Siamés (stylized in all caps or as SIAMÉƧ) is an Argentine electropop rock band established in 2013 by Guillermo "Stoltz" Stölzing as vocalist and guitarist and Juan Manuel "Blakk" Kokollo as keyboardist and synthesizer. Additional band members were included during the production of the band's first album and after, with the members including Barbie Williams (vocalist), Gonzo Rooster (guitar), Tish Planes (vocalist), Lucas "Gato" Hernández (drums), Hutter Von Fonk (bass), and Walter C. (guitar).

== History ==
=== 2013–2019: Formation and Bounce into the Music ===
Stoltz and Blakk began working on music together in 2013, after meeting at a party at the Roxy club in Buenos Aires. The duo were playing at the venue for a party event called Roxtar, with Stoltz playing as a member of his former band MoodyMan, and Blakk acting as the programmer for other bands. The duo began making songs in English, despite their Spanish-speaking background.

In 2015, the duo began taking their music more seriously, around the same time that MoodyMan disbanded. They first put together the song "As You Get High" and then quickly produced ten more songs that were eventually compiled into the band's first album, Bounce Into The Music, released in August 2016.

After playing in multiple concerts and as opening acts for bands such as The B-52's and The Magic Numbers, the two creators decided in 2015 to take a risk and develop "Argentina's first anime music video". They contracted a producer, Guillermo Porro, the Rudo Company as artists, and a director, Fernando Suniga, to make the video.

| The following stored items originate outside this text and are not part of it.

PR #434, opened 2020-12-28
daos: improvements

### LINKED ISSUE #433: daos: mfu_param_path_set_all doesn't use daos
`mfu_param_path_set_all` should probably use the `mfu_file_*` operations to support DAOS.

https://github.com/hpc/mpifileutils/blob/063647045d61c9e5583d69bec18e3b9ffea82ae9/src/common/mfu_param_path.c#L632

daltonbohning:
- `dcp`
  - Added a missing daos_cleanup() call
- `mfu_param_path_set` and `mfu_param_path_set_all`
  - Added the argument mfu_file
- Generally changed some functions to use the mfu_file
version, since mfu_file_t was introduced.

Also broke DAOS type into DFS and DAOS

- Changed previous usage of DAOS to DFS
- Added "new" DAOS for non-DFS API
- Added --daos-api to dcp
- Removed is_posix_copy references
  - Use is_daos_copy locally in dcp
- Added compatibility checks for daos containers
- Refactored some DAOS functions
- Fixed memory leaks with setting argpaths

Closes #433 

### DIFF
--- a/src/common/mfu_daos.c
+++ b/src/common/mfu_daos.c
@@ -633,6 +633,8 @@ daos_args_t* daos_args_new(void)
     /* By default, try to automatically determine the API */
     da->api = DAOS_API_AUTO;
 
+    da->epc = 0;
+
     return da;
 }
 
@@ -664,6 +666,18 @@ int daos_parse_api_str(
     }
 
     return rc;
+}
+
+int daos_parse_epc_str(
+    const char* epc_str,
+    daos_epoch_t* epc)
+{
+    *epc = strtoull(epc_str, NULL, 10);
+    if (*epc == 0 || (*epc == ULLONG_MAX && errno != 0)) {
+        return 1;
+    }
+
+    return 0;
 }
 
 int daos_setup(
@@ -1165,7 +1179,7 @@ static int daos_obj_copy(
     return rc;
 }
 
-static int daos_obj_list_oids(daos_args_t* da, daos_epoch_t* epoch, mfu_flist bflist) {
+static int daos_obj_list_oids(daos_args_t* da, mfu_flist bflist) {
     /* List objects in src container to be copied to 
      * destination container */
     static const int     OID_ARR_SIZE = 50;
@@ -1177,7 +1191,7 @@ static int daos_obj_list_oids(daos_args_t* da, daos_epoch_t* epoch, mfu_flist bf
     int                  rc = 0;
 
     /* create snapshot to pass to object iterator table */
-    rc = daos_cont_create_snap_opt(da->src_coh, epoch, NULL,
+    rc = daos_cont_create_snap_opt(da->src_coh, &da->epc, NULL,
     				   DAOS_SNAP_OPT_CR | DAOS_SNAP_OPT_OIT,
 				   NULL);
     if (rc != 0) {
@@ -1187,7 +1201,7 @@ static int daos_obj_list_oids(daos_args_t* da, daos_epoch_t* epoch, mfu_flist bf
     }
 
     /* open object iterator table */
-    rc = daos_oit_open(da->src_coh, *epoch, &toh, NULL);
+    rc = daos_oit_open(da->src_coh, da->epc, &toh, NULL);
     if (rc != 0) {
         MFU_LOG(MFU_LOG_ERR, "DAOS failed to open oit: ", MFU_ERRF,
                 MFU_ERRP(-MFU_ERR_DAOS));
@@ -1229,7 +1243,6 @@ static int daos_obj_list_oids(daos_args_t* da, daos_epoch_t* epoch, mfu_flist bf
 
 int mfu_flist_walk_daos(
     daos_args_t* da,
-    daos_epoch_t* epoch,
     mfu_flist flist)
 {
     /* assume we'll succeed */
@@ -1241,7 +1254,7 @@ int mfu_flist_walk_daos(
 
     /* have rank 0 do the work of listing the objects */
     if (rank == 0) {
-        rc = daos_obj_list_oids(da, epoch, flist);
+        rc = daos_obj_list_oids(da, flist);
         if (rc != 0) {
             MFU_LOG(MFU_LOG_ERR, "DAOS failed to list oids: ",
                 MFU_ERRF, MFU_ERRP(-MFU_ERR_DAOS));
--- a/src/common/mfu_daos.c
+++ b/src/common/mfu_daos.c
@@ -28,8 +28,7 @@ static int daos_check_args(
     int rank,
     char** argpaths,
     daos_args_t* da,
-    int* flag_daos_args,
-    bool* is_posix_copy)
+    int* flag_daos_args)
 {
     char* src_path = argpaths[0];
     char* dst_path = argpaths[1];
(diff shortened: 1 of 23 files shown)


daltonbohning:
@adammoody I would like your input on this before I go any further.
I found myself needing to add an `mfu_file_t` argument to `mfu_param_path_set_all`.
Since many of the utilities call this function, I thought it might be good to make it optional, by passing NULL.
This could also be applied to `mfu_flist_walk_param_paths`.
Basically, the idea is that most utilities do NOT support DAOS, so maybe it's simpler to not have to allocate and free an `mfu_file_t` object _**just**_ so it can be passed to these functions. If the `mfu_file_t` param is passed as NULL, we can just create a default with `mfu_file_new()`.

daltonbohning:
@dsikich I would appreciate your input as well, if you have an opinion.

adammoody:
@daltonbohning , thanks.  This looks good to me.  I'm also fine with updating each tool to allocate a struct, but we can add that later.

However, you're starting to touch on a more general topic that I haven't had time to think about in a lot of detail yet.  Even before @dsikich started to add any DAOS support, there was a need to create a structure like this to record details about the file system at the source and destination paths.

Some of the mfu library functions can be implemented in many different ways, e.g., mfu_flist_unlink() has 5-6 different algorithms.  The fastest algorithm to do a particular task can be different across file systems, and it would be nice to know so that the library could select the right one.  For example, knowing that the source path is on Lustre and that the destination path is on NFS would be useful at times.  Or someone might even have Lustre on both ends, but have different versions of Lustre between the source and destination (e.g., migrating data from an older file system to a newer one).  

So eventually, it would be useful to be able to assign a file system type struct to each path that the user gives.  For example, someone might have a command like:

```dcp /lustre/dir1 /gpfs/dir2 /nfs/dir```

In this case, all three of these paths (2 source and 1 destination) are hosted on different file systems.

Going that route, I can envision that we may want an array of these structs, one for each source path.

We don't need to do this now either, but I wanted to bring it up just to plant the idea.  We'd want to first think that through before taking that step.  Perhaps that could even be buried in the param path struct and copied over to the mfu_file_t or something?

Anyway, we can figure out the more general case down the road.

**Comment by daltonbohning** [comment]
@adammoody Thanks for the input!
 
> Some of the mfu library functions can be implemented in many different ways, e.g., mfu_flist_unlink() has 5-6 different algorithms. The fastest algorithm to do a particular task can be different across file systems... 

I've started working on DAOS support in dsync, and I've come across mfu_flist_unlink() and the different algorithms, so this will soon have the mfu_file_t structure, which is at least a start.

> So eventually, it would be useful to be able to assign a file system type struct to each path that the user gives
> ...
> Going that route, I can envision that we may want an array of these structs, one for each source path.

Definitely. Currently, for DAOS, we are restricted to only one source for this very reason.

> We don't need to do this now either, but I wanted to bring it up just to plant the idea. We'd want to first think that through before taking that step. Perhaps that could even be buried in the param path struct and copied over to the mfu_file_t or something?

I'll need to think on this as well. I'll keep this in mind as I work through these changes, DAOS dsync support, etc.; although, I like the general idea of burying the mfu_file_t struct in an existing struct if possible, as that reduces the likelihood of non-backwards-compatible changes whenever a new function needs mfu_file_t. (since most of the code base is a public library)

In general, it seems that the mfu_file_t structure is a step toward future goals, so I think I'll go ahead and allocate the mfu_file_t structure in each tool that uses these functions, and I'll remove the "optional" NULL check for the mfu_file parameter, to avoid clutter. This is quite simple to do.

**Comment by daltonbohning** [comment]
@adammoody Okay, I added `mfu_file_t` to the corresponding tools that use the functions with `mfu_file_t` arguments.
Since `mfu_file_t` was introduced to these tools, I also updated some IO functions to use the `mfu_file_*` versions, to be consistent with usage. E.g. `mfu_stat` -> `mfu_file_stat`. I didn't update very instance in every tool, but I think I did get most of the ones in the `main` functions.
Once I have [DAOS support added to dsync](https://github.com/daos-stack/mpifileutils/tree/dbohninx-daos-dsync), even more of these such instances should be updated.

File: src/dcp/dcp.c [hunk 1]
```diff
@@ -518,8 +525,8 @@ int main(int argc, char** argv)
         /* destroy snapshot after copy */
         if (rank == 0) {
             daos_epoch_range_t epr;
-            epr.epr_lo = epoch;
-            epr.epr_hi = epoch;
+            epr.epr_lo = daos_args->epc;
+            epr.epr_hi = daos_args->epc;
```
dsikich, line 529: @daltonbohning this was my mistake, but we should add an if here to only destroy if the snapshot wasn't passed in by the user. I had to go back and add this to the daos utility myself after you brought it up.

dsikich:
@daltonbohning I suppose I am wondering why the AUTO enum is necessary? Would someone need to explicitly pass in --daos-api=AUTO if that is already the default behavior?

daltonbohning:
> @daltonbohning I suppose I am wondering why the AUTO enum is necessary? Would someone need to explicitly pass in --daos-api=AUTO if that is already the default behavior?

@dsikich I think it is necessary in the `enum` itself, but not at the command line. Not passing in `--daos-api` at all really is just AUTO, so I'll remove that from the command line so it's not confusing.

src/dcp/dcp.c
```diff
@@ -66,6 +66,11 @@ void print_usage(void)
     printf("\n");
     printf("Usage: dcp [options] source target\n");
     printf("       dcp [options] source ... target_dir\n");
+#ifdef DAOS_SUPPORT
+    printf("\n");
+    printf("DAOS paths can be specified as:\n");
+    printf("       daos://<pool>/<cont>[/<path> | <UNS path>\n");
```
dsikich, line 72: @daltonbohning I think there is a missing closing bracket in here.

src/dcp/dcp.c
```diff
@@ -429,7 +412,7 @@ int main(int argc, char** argv)
         numpaths_src = numpaths - 1;
     }
 
-    if (numpaths_src == 0 && is_posix_copy) {
+    if (numpaths_src == 0 && !is_daos_copy) {
```
dsikich, line 415: @daltonbohning if it is a DAOS copy, and we are using DFS, could numpaths_src here be zero? Would that be an error?

daltonbohning: @dsikich Oh yes, seg faults. Now that the obj-level copy uses the "paths" as well, we can move that numpaths check back to BEFORE daos_setup() and simplify this a bit.

daltonbohning: @dsikich I actually found a few things that could be simplified, in my latest commit

adammoody:
@daltonbohning , I just merged the dtar branch, which likely generated some merge conflicts for you.  Hopefully that's not too much trouble.

adammoody:
@daltonbohning and @dsikich , oh also this merge of dtar now requires libarchive 3.5.0.  You'll probably have to update that.  I can pass along the steps I use if it helps.

daltonbohning:
> @daltonbohning , I just merged the dtar branch, which likely generated some merge conflicts for you. Hopefully that's not too much trouble.

@adammoody Great! The conflicts shouldn't be too difficult, and I saw it coming anyway :)

daltonbohning:
> @daltonbohning and @dsikich , oh also this merge of dtar now requires libarchive 3.5.0. You'll probably have to update that. I can pass along the steps I use if it helps.

@adammoody Oh, that might be fun... Internally, we have a `.spec` to build mpifileutils, so hopefully I can just specify version 3.5.0. I'll take a look at this on Monday. Thanks for the heads up!

daltonbohning:
@adammoody I rebased this on master and I'm at a point where the changes are stable.

dsikich (approved):

src/common/mfu_daos.c
```diff
@@ -121,118 +104,285 @@ static bool daos_check_prefix(char* path, const char* dfs_prefix, char** suffix)
...
+    char* path,
+    uuid_t* p_uuid,
+    uuid_t* c_uuid)
+{
+    struct duns_attr_t  dattr = {0};
+    size_t              path_len = strlen(path);
+    int                 rc;
+
+    rc = duns_resolve_path(path, &dattr);
+    if (rc == 0) {
```
dsikich, line 135: @daltonbohning if the user is not using a UNS path, wouldn't duns_resolve_path always return a non-zero rc? If you are using the rel_path passed back by dattr then I guess I am confused how you are retrieving the rel_path for non-UNS paths.

daltonbohning: @dsikich You're right, `rc != 0` for "regular POSIX" paths. In that case, just don't do anything. Ignore `dattr` entirely for `rc != 0`, don't modify the path, don't use `rel_path`, don't set pool/cont uuids, etc. Then, this "POSIX" path will be handled normally by `dcp` and and the other internal functions.

The way I'm using `duns_resolve_path` here is basically as an "interceptor". I call `duns_resolve_path` on the path passed in. This means that `rc == 0` for daos:// and UNS paths, in which case we DO use rel_path and set the pool/cont uuids.

An improvement that could be made here is something like:
```
if (rc != 0 && strcnmp(path, "daos://", 8) == 0) {
    // the user explicitly specified a daos path, but it was somehow invalid
    // do NOT treat this as a POSIX path
}
```
I will add this.

dsikich: @daltonbohning ok, I see. I was looking at how you parsed the paths here, because I don't think my other PR for the DAOS filesystem copy is going to get through unless I update using this function as well (instead of all the manual parsing I'm using). I am planning to use how you re-worked it here. It should simplify and remove a lot of the comments made on the PR I'm trying to get through.

daltonbohning: @dsikich Sounds good! There are definitely some more improvements that can be made here with this parsing, but I think this is at least stable. My latest commit also includes another error check.

adammoody:
@daltonbohning , this looks good to me.  Thanks!

adammoody (approved):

The first single on the album, titled "The Wolf", was released alongside said animated music video for the song, which has amassed over 237 million views on YouTube as of April 2026. They attribute the syncopation style mashup of the song with the video and the chorus to the style of French film director Michel Gondry.

=== 2019–2023: "Summer Nights" & Home ===
In June 2019, Siamés released "Summer Nights" featuring Barbie Williams, the first single and music video to promote their upcoming album. In November, two more promotional singles were released, "No Lullaby" and "I Can't Wait", and the album was re-titled Home. Two months later, Siamés released "Easier" and "Young & Restless". On March 13, 2020, Siamés released Home. The inspiration for Home was based around the idea that people want to fight for their dreams and be allowed to love the things they're interested in, while also combating the darkness in their life and their desire for hope.

In December 2022, the band held their second United States tour, followed by a tour of Mexico in March 2023. In February 2023, prior to the anticipated Mexican tour, the band announced that Stöltz was leaving the group, without giving detailed reasons. His replacement was announced to be Argentine singer Sergio Bufi.

=== 2024–present: "The Phoenix" & Melodramatic ===
In April 2024, Siamés released "The Phoenix" featuring Sergio Bufi, the first single and lyric video to promote their new upcoming album, Melodramatic. On July 25, 2024, "Alone In The Darkness" was released alongside an animated music video for the song. The music video was created by artists at Make Visual and directed by Danny Robashkin, owner of the company.

== Band members ==

=== Current members ===
- Mr. Blakk – songwriting, production, piano (2013–present)
- Gonzo Rooster – songwriting, bass guitar, guitar (2013–present)
- Tish Planes – vocals (2016–present)
- Walter C – guitar (2016–present)
- Lucas "Gato" Hernandez – drums (2016–present)
- Hutter Von Fonk – bass (2016–present)
- Sergio "Serge" Buffi – vocals (2023–present)
- Sasha Conte – (2023–present)

=== Former members ===
- Guillermo Stöltzing – vocals, songwriting, graphic art (2013–2023)
- Barbie Williams – vocals (2019–2026)

== Discography ==
Studio albums
- Bounce Into The Music (2016)
- HOME (2020)
- MELODRAMATIC (2024)

== Tours ==
The band held their first United States tour in January and February 2020 with an additional stop in Mexico City. In December 2022, they held their second United States tour, and in March 2023 they toured Mexico. So far, they have toured to multiple countries, including Germany, Denmark, France, and the UK.

== Awards and honors ==
A music competition held in December 2016 named True Sounds and hosted by Ballantine's was won by Siamés out of 270 independent bands.